CQ2 Earnings Season
July 21, 2020
Early: It’s still very early with only 55 companies in the S&P 500 having now reported Q2 results. Of those reporting, 75% have beat consensus earnings against a low bar vs the 1-year average of 71% and 5-year average of 72%. Qualitative management commentary mostly discuss a sequential improvement in demand and uncertainty about the duration/magnitude of the outbreak. But thus far, there’s been very little reference to rising case counts, the re-imposition of mitigation plans or a leveling off in high-frequency indicators.
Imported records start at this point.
PR #850, opened 2017-12-18
Add formalization of Girard's paradox

jojhelfer:


UniMath/MoreFoundations/GirardsParadox.v
```diff
@@ -0,0 +1,196 @@
+(* This file provides a direct formalizatoin of Girard's paradox, as explained in Martin-Lof's 1972
```
mortberg: "formalizatoin"

UniMath/MoreFoundations/GirardsParadox.v
```diff
@@ -0,0 +1,196 @@
...
+"An intuitionistic theory of types". It can serve as a test as to whether the version of Coq being
+used is (in the most obvious way) inconsistent. *)
+
+(* This section has an arbitrary type instead of False *)
+Section girard.
+
+Variable Flse : Type.
+
+(* an "ordering without infinite descending chains" (wf is for "well-founded") *)
+Definition wf (T : Type) := sigT (fun (lt : T -> T -> Type) =>
```
mortberg: I think you should use `total2` instead of `sigT`?

UniMath/MoreFoundations/GirardsParadox.v
```diff
@@ -0,0 +1,196 @@
...
+                                    prod (forall x y z: T, lt x y -> lt y z -> lt x z)
```
mortberg: Please use the \prod symbol or the forall keyword (prod is defined in the Coq standard library)

UniMath/MoreFoundations/GirardsParadox.v
mortberg: You probably want to import parts (or all) of Foundations so that you get the UniMath versions of all the basic type formers (like `total2`)

UniMath/MoreFoundations/GirardsParadox.v
```diff
@@ -0,0 +1,196 @@
...
+                                         (forall h : (nat -> T),
+                                             (forall n : nat, lt (h (S n)) (h n)) -> Flse)).
```
mortberg: Please use the UniMath version of natural numbers and the comparison operators defined in Foundations/NaturalNumbers (I think the version of `lt` that you use here comes from the standard library and lands in `Prop`...)

UniMath/MoreFoundations/GirardsParadox.v
```diff
@@ -0,0 +1,196 @@
...
+
+(* the type of such orderings *)
+Definition wfs := sigT wf.
```
mortberg: `total2`

UniMath/MoreFoundations/GirardsParadox.v
```diff
@@ -0,0 +1,196 @@
...
+
+(* the underyling set *)
+Definition uset (w : wfs) : Type := projT1 w.
+(* the underlying order *)
+Definition uord (w : wfs) : uset w -> uset w -> Type := projT1 (projT2 w).
+(* the transitivity property *)
+Definition trans (w : wfs) {x y z : uset w} := fst (projT2 (projT2 w)) x y z.
+(* the well-foundedness property *)
+Definition wfp (w : wfs) := snd (projT2 (projT2 w)).
```
mortberg: Please use `pr1` and `pr2` to access the fields

UniMath/MoreFoundations/GirardsParadox.v
```diff
@@ -0,0 +1,196 @@
...
+
+(* the following three definitions and lemmas are for showing that wfs_wf_uord is well founded *)
+
+(* given a descending sequence f : nat -> wfs, map each f(n) to f(0) by composing all the maps *)
+
+Definition wfs_wf_wfp_shift (f : nat -> wfs) (b : forall n : nat, wfs_wf_uord (f (S n)) (f n)) :
+  forall (n : nat), (uset (f n) -> uset (f 0)).
+Proof.
+  intro n.
+  induction n.
```
mortberg: Please use bullets after `induction n`

UniMath/MoreFoundations/GirardsParadox.v
```diff
@@ -0,0 +1,196 @@
...
+  exact (wfs_wf_wfp_shift f b n (domi (b n))).
+Defined.
+
+(* obtain comparisons between the shifted elements *)
+Definition wfs_wf_wfp_compshift (f : nat -> wfs) (b : forall n : nat, wfs_wf_uord (f (S n)) (f n)) :
+  forall (n : nat) {x y : uset (f n)},
+    uord (f n) x y -> uord (f 0) (wfs_wf_wfp_shift f b n x) (wfs_wf_wfp_shift f b n y).
+Proof.
+  intros n.
+  induction n.
```
mortberg: Bullets

UniMath/MoreFoundations/GirardsParadox.v
```diff
@@ -0,0 +1,196 @@
...
+(* thus obtain a sequence in (f 0) *)
+Definition wfs_wf_wfp_seq (f : nat -> wfs) (b : forall n : nat, wfs_wf_uord (f (S n)) (f n)) :
+  nat -> uset (f 0).
+Proof.
+  intro n.
+  exact (wfs_wf_wfp_shift f b n (domi (b n))).
+Defined.
+
+(* obtain comparisons between the shifted elements *)
+Definition wfs_wf_wfp_compshift (f : nat -> wfs) (b : forall n : nat, wfs_wf_uord (f (S n)) (f n)) :
```
mortberg: I would use Lemma instead of Definition, especially as this is Qed'd afterwards

UniMath/MoreFoundations/GirardsParadox.v
```diff
@@ -0,0 +1,196 @@
...
+Proof.
+  intro n.
+  exact (wfs_wf_wfp_compshift f b n (domicom (b n) (domi (b (S n))))).
+Defined.
+
+(* the wf on wfs *)
+Definition wfs_wf : wf wfs.
+Proof.
+  exists wfs_wf_uord.
+  split.
```
mortberg: bullets

UniMath/MoreFoundations/GirardsParadox.v
```diff
@@ -0,0 +1,196 @@
...
+  exact wfs_wf_trans.
+  intro h.
+  intro b.
```
mortberg: You can merge these to `intro` into `intros h b.`

UniMath/MoreFoundations/GirardsParadox.v
```diff
@@ -0,0 +1,196 @@
...
+(* but wfs are irreflexive *)
+Proposition irref (w : wfs) : forall (x : uset w), (uord w) x x -> Flse.
+Proof.
+  intro x.
+  intro p.
+  exact (wfp w (fun n => x) (fun n => p)).
+Defined.
+
+(* therefore the world explodes *)
+Proposition the_world_explodes : Flse.
```
mortberg: Haha, while this name is funny it isn't very informative. How about "GirardsParadox" or something instead?

abooij:
Is Girard's paradox really considered part of the "foundations" of UniMath? This might raise some eyebrows along the way...

UniMath/MoreFoundations/GirardsParadox.v
```diff
@@ -0,0 +1,196 @@
+(* This file provides a direct formalizatoin of Girard's paradox, as explained in Martin-Lof's 1972
+"An intuitionistic theory of types". It can serve as a test as to whether the version of Coq being
+used is (in the most obvious way) inconsistent. *)
+
+(* This section has an arbitrary type instead of False *)
```
abooij: Why?

benediktahrens:
On 12/18/2017 03:36 PM, Auke Booij wrote:
> Is Girard's paradox really considered part of the "foundations" of
> UniMath? This might raise some eyebrows along the way...
> 

I think that the file should go in a package by itself.

DanGrayson:
Won't the paradox no longer be provable after we stop using type-in-type?

benediktahrens:
On 12/18/2017 04:45 PM, Daniel R. Grayson wrote:
> Won't the paradox no longer be provable after we stop using
> type-in-type?
> 

Hopefully!

Until then, it will provide a warning to the users.

After the switch, it can be adapted to show where the proof of the
paradox fails.


Both of these will be very helpful.

DanGrayson:
... and until then, it will provide to users a way to prove any theorem they want to prove.

benediktahrens:
On 12/18/2017 04:51 PM, Daniel R. Grayson wrote:
> ... and until then, it will provide to users a way to prove any
> theorem they want to prove.
> 

What's the difference between us providing the proof and users 
implementing their own version of the paradox in UniMath?

The inconsistency is already there, it is not being introduced by this PR.

mortberg:
I agree with Benedikt. This is an interesting warning to users and once type-in-type is gone it will be fun to see exactly where it fails. Furthermore the formalization is clean and fairly well-documented and can be read as an explanation of this contradiction (which is more subtle than Russel's paradox).

jojhelfer:
@benediktahrens 
> I think that the file should go in a package by itself.

Done

jojhelfer:
@mortberg 
> I think this is a nice result to have, but the code is using a lot of things from the Coq standard library and not the UniMath definitions (like total2). I only commented some of these, but please fix all of them.

My original intention was to formalize this in pure Coq, so that it's clear that it doesn't depend on any particularities of UniMath. However, I am also happy to modify it so as to use only UniMath conventions.

DanGrayson:
Also add the name of the package to the end of the list in `Makefile` and append it
to one of the build steps in `.travis.yml`.

DanGrayson:
Re: "My original intention was to formalize this in pure Coq, so that it's clear that it doesn't depend on any particularities of UniMath."

UniMath offers a consistent view of how to formalize mathematics, and all its components should follow it.

If you want it to be in pure Coq, where it will be accessible to more people, why put it in UniMath?

jojhelfer:
@DanGrayson 
> Also add the name of the package to the end of the list in Makefile and append it
> to one of the build steps in .travis.yml.

Ah yes, I meant to do that. Thanks.

DanGrayson:
Now that the master branch has a version of UniMath that doesn't load Coq.Init.Datatypes, you should be able to update your code to follow the UniMath style guidelines, if you wish.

FX: Agreement on the €750B EU relief package has helped push the euro to a new cycle high of ~1.152. Over the last few weeks, there have been a few sell-side strategists arguing for an increased allocation to Eurozone equities vs US equities given the region’s better COVID trends. Ironically, as US case counts increased, the SPX actually outperformed the SX5E due to its higher concentration in Technology companies. Eurozone equity indices have a higher concentration in Industrials, Materials and Energy, which generally benefit from a resurgent global economy. Of course, a relatively weaker dollar helps further ease financial conditions in the US, helps US multinational revenues and eases conditions for Emerging Market economies with dollar-denominated debt.
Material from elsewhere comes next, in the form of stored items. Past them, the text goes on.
PR #852, opened 2017-12-19
Making the equality (C^op)^op ≡ C hold judgementally

siddharthist:
This change should be unnoticed by users, because one can still construct a precategory using the same data with `mk_isprecategory` (which automatically symmetrizes the proof of associativity). 

I'm not sure if this can be used to do things like easily prove all the dual facts about epis once we've proved them about monos. The way I've seen the duality principle expressed formally is talking about "the first-order language of categories" or something, and I'm not sure it's easy to express "take this same statement, but change domain for codomain, the order of composition, ..." in Coq. However, I still think it's worth it for the extra judgemental equality. 

This PR is just a proof-of-concept, I didn't want to spend time changing the whole `CategoryTheory` package before asking whether the maintainers were interested. Currently, all the files I made changes in compile (`Categories.v`, `functor_categories.v`, `opp_precategory.v`). 

What do you think?

See #602


benediktahrens:
Can you mention an interesting result which this modification would be useful for?

siddharthist:
@benediktahrens I'm not sure about _interesting_, but the following (and facts like it) seems like it would be easier to prove: 

A monic arrow in C is a monic arrow in C^op^op. 
 * With this change, this proof is absolutely trivial (`assumption.`). 
 * Without it, one must use `transport`.

DanGrayson:
I'm highly in favor of this change.  (But lots of checks fail.)

benediktahrens:
On 12/19/2017 04:47 PM, Daniel R. Grayson wrote:
> I'm highly in favor of this change.  
> 

Why?

DanGrayson:
It would make lots of things simpler.  All concepts in category theory come in dual pairs, and we're probably providing all such dual pairs with dual proofs, doubling the size of our formalizations.  For example, why are there two files, Elements.v and ElementsOp.v, when one should suffice?

benediktahrens:
On 12/19/2017 04:53 PM, Daniel R. Grayson wrote:
> It would make lots of things simpler.  All concepts in category theory come in dual pairs, and we're probably providing all such dual pairs with dual proofs, doubling the size of our formalizations.  For example, why are there two files, Elements.v and ElementsOp.v, when one should suffice?
> 


The suggested change is not about opp-ing, it is about opp-ing twice. It 
does not seem to me to simplify anything involving one opp.

I would first like to see something that is significantly simplified 
with that change.

siddharthist:
@DanGrayson Do you have any ideas for where this might be particularly useful? I'm happy to rewrite some stuff, but I can't think of anywhere off the top of my head that this would "significantly" simplify proofs. Also, on the subject of checks failing, see my opening comment. 

@benediktahrens What about the proof that C^op^op = C? It's one line now 😄 More seriously, I think that changing data structures to support more judgemental equalities is a good idea if it doesn't make life more difficult for users (which, for the reasons I outlined above, I don't think this does) for the reason I outlined above: one doesn't need to use `transport` and keep track of the (necessarily trivial) equality. Is there any reason we might _not_ want this?

benediktahrens:
On 12/19/2017 05:07 PM, Langston Barrett wrote:
> @DanGrayson Do you have any ideas for where this might be particularly useful? I'm happy to rewrite some stuff, but I can't think of anywhere off the top of my head that this would "significantly" simplify proofs. Also, on the subject of checks failing, see my opening comment.
> 
> @benediktahrens What about the proof that C^op^op = C? It's one line now 😄 More seriously, I think that changing data structures to support more judgemental equalities is a good idea if it doesn't make life more difficult for users (which, for the reasons I outlined above, I don't think this does) for the reason I outlined above: one doesn't need to use `transport` and keep track of the (necessarily trivial) equality. Is there any reason we might _not_ want this?
> 


Not having a negative effect is not good enough - please provide an 
example of where this change is helpful.

There are many things to be done in UniMath that are interesting by 
themselves or helpful for others doing interesting things.

Currently, I don't see how this suggested change is either - but I am 
looking forward to being convinced otherwise.

DanGrayson:
Re: "The suggested change is not about opp-ing, it is about opp-ing twice. It does not seem to me to simplify anything involving one opp."

Suppose we define an initial object of C to be an object of that is terminal when viewed in C^op.  Now try to prove that a terminal object c of C becomes initial when viewed in C^op.  The statement involves only single opps.  But to prove it, you have to show that c is terminal in C^op^op.  That's trivial if C^op^op and C are the same by definition.  I offer a non-trivial proof `term_to_opp` in `Ktheory/Representation.v`.

DanGrayson:
Re: " I can't think of anywhere off the top of my head that this would "significantly" simplify proofs."

We could replace the two files `Elements` and `ElementsOp` by one.  That would be significant.

benediktahrens:
On 12/19/2017 06:00 PM, Daniel R. Grayson wrote:
> Re: " I can't think of anywhere off the top of my head that this would 
> "significantly" simplify proofs."
> 
> We could replace the two files |Elements| and |ElementsOp| by one. 
How? Why?

mortberg:
In principle I like the idea of having more judgmental equalities, but if the aim is to have C^op^op=C in order to get rid of duplication in CategoryTheory we have to be a bit careful. The difficulty is not to obtain this equation judgmentally, but to keep the library usable. If we define all limits as colimits on the opposite category (or vice versa) then we have to be sure that we can keep the user from seeing this. When Benedikt and I tried this we often had the problem that `simpl` or `cbn` unfolds things too much and the goal gets completely cluttered with op's. I don't want to have to think about pullbacks in the opposite category when developing the theory of pushouts. 

So I think the question is how to make the implementation details completely opaque to the user while still retaining good computational properties? I tried using `Opaque` and `Arguments foo : simpl never`, but I was not satisfied with the results so the best seemed to be to duplicate the theory. Something that could work better is SSReflect style locking using the `Module` system, but this prohibits computation so it is probably not what we want...

DanGrayson:
Re: "
   We could replace the two files |Elements| and |ElementsOp| by one.
How? Why?"

Remove ElementsOp.v and replace any use of it by Elements.v, but instead of calling the routines with C, call them C^op.  All the proofs should still work trivially.

siddharthist:
@mortberg Maybe a compromise is to not define things in terms of their opposites (e.g. keep current definitions of mono and epi) but to use duality to reduce duplication in proofs (e.g. replace proofs of properties of epis by a combination of duality and the corresponding theorem for monks)? Taking a step further, we could even say one can only use duality in opaque proofs? Or perhaps you're saying you already tried these approaches?

DanGrayson:
Even if none of the proofs in CategoryTheory get simplified by taking advantage of the pull request, I'd like to simplify my proofs in Ktheory.  That's why I'm highly in favor of it.

DanGrayson:
PS: I've organized the proofs about category theory in `Ktheory` to avoid ever writing out a proof and its dual proof.  That's why this pull request would help me.

mortberg:
I'm in favor of merging this PR as well. It will give us more judgmental equalitites which is a good thing, even if we cannot find a satisfactory solution to reducing duplication in CT. I vote for keeping the changes in this PR minimal and then experiment with reducing duplication in CT in future PR's. 

Before merging though, can someone check that it doesn't substantially affect compilation time of CT and the packages that depends on it? Putting more data in the category structure could potentially lead to a decrease in performance because it gets more expensive for Coq to compare terms involving categories, hopefully it doesn't affect anything but I think it would be good to double check this before merging.

benediktahrens:
I think it is valuable to distinguish between the definiton of a concept on the one hand, and a convenient characterization of that concept on the other hand.

Certainly, the fact that colimits in C are limits in C^op is a very convenient *characterization*, but I am not convinced that this is a good *definition*. In the same vein, defining a contravariant functor from C to D to be a functor from C^op to D does not seem a good idea to me - I agree with [1].

Relying on definitional equalities makes the mathematics less modular and portable. One of the fundamental ideas of univalent foundations is that structures can be transported along equivalences. I suggest we take this idea seriously.

[1] https://github.com/UniMath/UniMath/issues/602#issuecomment-282052045

DanGrayson:
Re: "Certainly, the fact that colimits in C are limits in C^op is a very convenient characterization, but I am not convinced that this is a good definition."

The goal of this pull request is not to convince you of that.

Every time we've added definitional equalities, we've benefited.  Look at eta for functions and eta for pairs.  There's no good reason to reject a definitional equality that's easily achievable and has no disadvantages.  Transporting along propositional identities is a pain.

benediktahrens:
On 12/21/2017 06:29 PM, Daniel R. Grayson wrote:
> Re: "Certainly, the fact that colimits in C are limits in C^op is a
> very convenient characterization, but I am not convinced that this is
> a good definition."
> 
> The goal of this pull request is not to convince you of that.


I am confused:
When I asked for uses of that additional definitional equality, the
answers were in that vein, see, e.g., your comment
https://github.com/UniMath/UniMath/pull/852#issuecomment-352837500 .

But maybe I have misunderstood something?

I am asking again: where will this definitional equality be useful?

> 
> Every time we've added definitional equalities, we've benefited.
> Look at eta for functions and eta for pairs.  There's no good reason
> to reject a definitional equality that's easily achievable and has no
> disadvantages.  Transporting along propositional identities is a
> pain.
> 

Note that the eta equalities are not usually part of MLTT.

Disadvantages of additional conversions such as the eta laws is that the 
meta-theory of the type theory becomes more difficult to study, since 
more details need to be checked.


I will stop discussing this proposal now. I am against this change, and 
I won't merge this PR. If you want to proceed with this PR, feel free to 
do so.

DanGrayson:
On Thu, Dec 21, 2017 at 12:47 PM, Benedikt Ahrens <notifications@github.com>
wrote:

>
>
> On 12/21/2017 06:29 PM, Daniel R. Grayson wrote:
> > Re: "Certainly, the fact that colimits in C are limits in C^op is a
> > very convenient characterization, but I am not convinced that this is
> > a good definition."
> >
> > The goal of this pull request is not to convince you of that.
>
>
> I am confused:
> When I asked for uses of that additional definitional equality, the
> answers were in that vein, see, e.g., your comment
> https://github.com/UniMath/UniMath/pull/852#issuecomment-352837500 .
>
> But maybe I have misunderstood something?
>
> I am asking again: where will this definitional equality be useful?
>


Oh, well, then I was confused  --  I thought you were feeling pressure to
rewrite
`CategoryTheory`.  My previous answers stand.  Defining colimits in terms of
limits is a great way to reduce code bloat.  That's the approach I adopt in
`Ktheory` for
representability and limits.


>
> >
> > Every time we've added definitional equalities, we've benefited.
> > Look at eta for functions and eta for pairs. There's no good reason
> > to reject a definitional equality that's easily achievable and has no
> > disadvantages. Transporting along propositional identities is a
> > pain.
> >
>
> Note that the eta equalities are not usually part of MLTT.
>
> Disadvantages of additional conversions such as the eta laws is that the
> meta-theory of the type theory becomes more difficult to study, since
> more details need to be checked.
>

That's true, but speeding up compilation of UniMath by a factor of 2 offered
an irresistible benefit.


>
>
> I will stop discussing this proposal now. I am against this change, and
> I won't merge this PR. If you want to proceed with this PR, feel free to
> do so.


I think we need unanimity in our committee of two to accept a PR, so it's
doomed,
but I don't understand where your opposition really comes from.  It's a
minimal
change, not affecting much at all in `CategoryTheory`.

DanGrayson:
Re: "Certainly, the fact that colimits in C are limits in C^op is a very convenient characterization, but I am not convinced that this is a good definition."

Why must you be convinced of that now?  Isn't it sufficient that some people (such as I) believe it, and would like to use UniMath as a platform for implementing proofs based on that belief?  All this PR does is to provide support for that option, in the spirit of experimentation and research.  It doesn't force colimits to be defined in terms of limits.

benediktahrens:
I have changed my mind on this PR.

The reason I do agree with the proposal to add the second associativity law is to make the definition of `precategory` less arbitrary: currently, one direction of associativity is primitive, whereas the other is derived.

I still disagree with the reason for introducing the second associativity mentioned in the title of this PR, and with the uses of the resulting judgmental equalities mentioned in this discussion. I will strive to keep out of CT any definitions (not: characterizations) given in terms of op'ed categories. In particular, I am still thinking about introducing a type of contravariant functors.

DanGrayson:
Benedikt, I'm grateful to you for reconsidering.  Thanks!

DanGrayson:
lgtm

DanGrayson:
Re: "The reason I do agree with the proposal to add the second associativity law is to make the definition of precategory less arbitrary: currently, one direction of associativity is primitive, whereas the other is derived."

I like this justification.  And since the definition of precategory does not include the hypothesis that the Hom's are sets, this justification may turn out to be central in the exploration of examples where the Hom's are not sets, for correctly and symmetrically stating the higher coherence conditions that will be required.

siddharthist:
Okay, I'll try to update the rest of the files soon. Thanks for the extended discussion, all. It's valuable to think critically about these things.

DanGrayson:
@siddharthist -- if you update your pull request now, we can reconsider it soon.

DanGrayson:
@siddharthist -- maybe there are no updates needed, and we can pull this, assuming travis approves.  In any case, I don't see that any updates were requested by us.

DanGrayson:
Oh, thanks.

The first error seems to be here:
```
COQC UniMath/CategoryTheory/Categories.v
File "./UniMath/CategoryTheory/Categories.v", line 193, characters 66-68:
Error: In environment
C : precategory_data
hs : has_homsets C
Unable to unify "has_homsets C" with
 "isofhlevel 1
    ((∏ (a b : C) (f : C ⟦ a, b ⟧), identity a · f = f)
     × (∏ (a b : C) (f : C ⟦ a, b ⟧), f · identity b = f))".
```

DanGrayson:
It would be nice to get this updated so we can pull it.

DanGrayson:
I'll fix this ...

siddharthist:
Thanks, Dan. Sorry I never got around to it! I really need to revisit a few of my pull requests.

DanGrayson:
I'm making good progress...

DanGrayson:
This works now:
```
Goal ∏ (C D:precategory), (C × D)^op = (C^op × D^op).
  reflexivity.
Qed.
```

Volatility: The CBOE Volatility Index (VIX) is now testing the prior low from early June. We continue to look for lower volatility as we move into August and for this drive increased equity positioning from systematic funds (CTAs, Vol Targeting and Hedge Fund Beta strategies) that use volatility targeting as a trigger. Elevated volatility since early March has held equity positioning well below average levels for these strategies.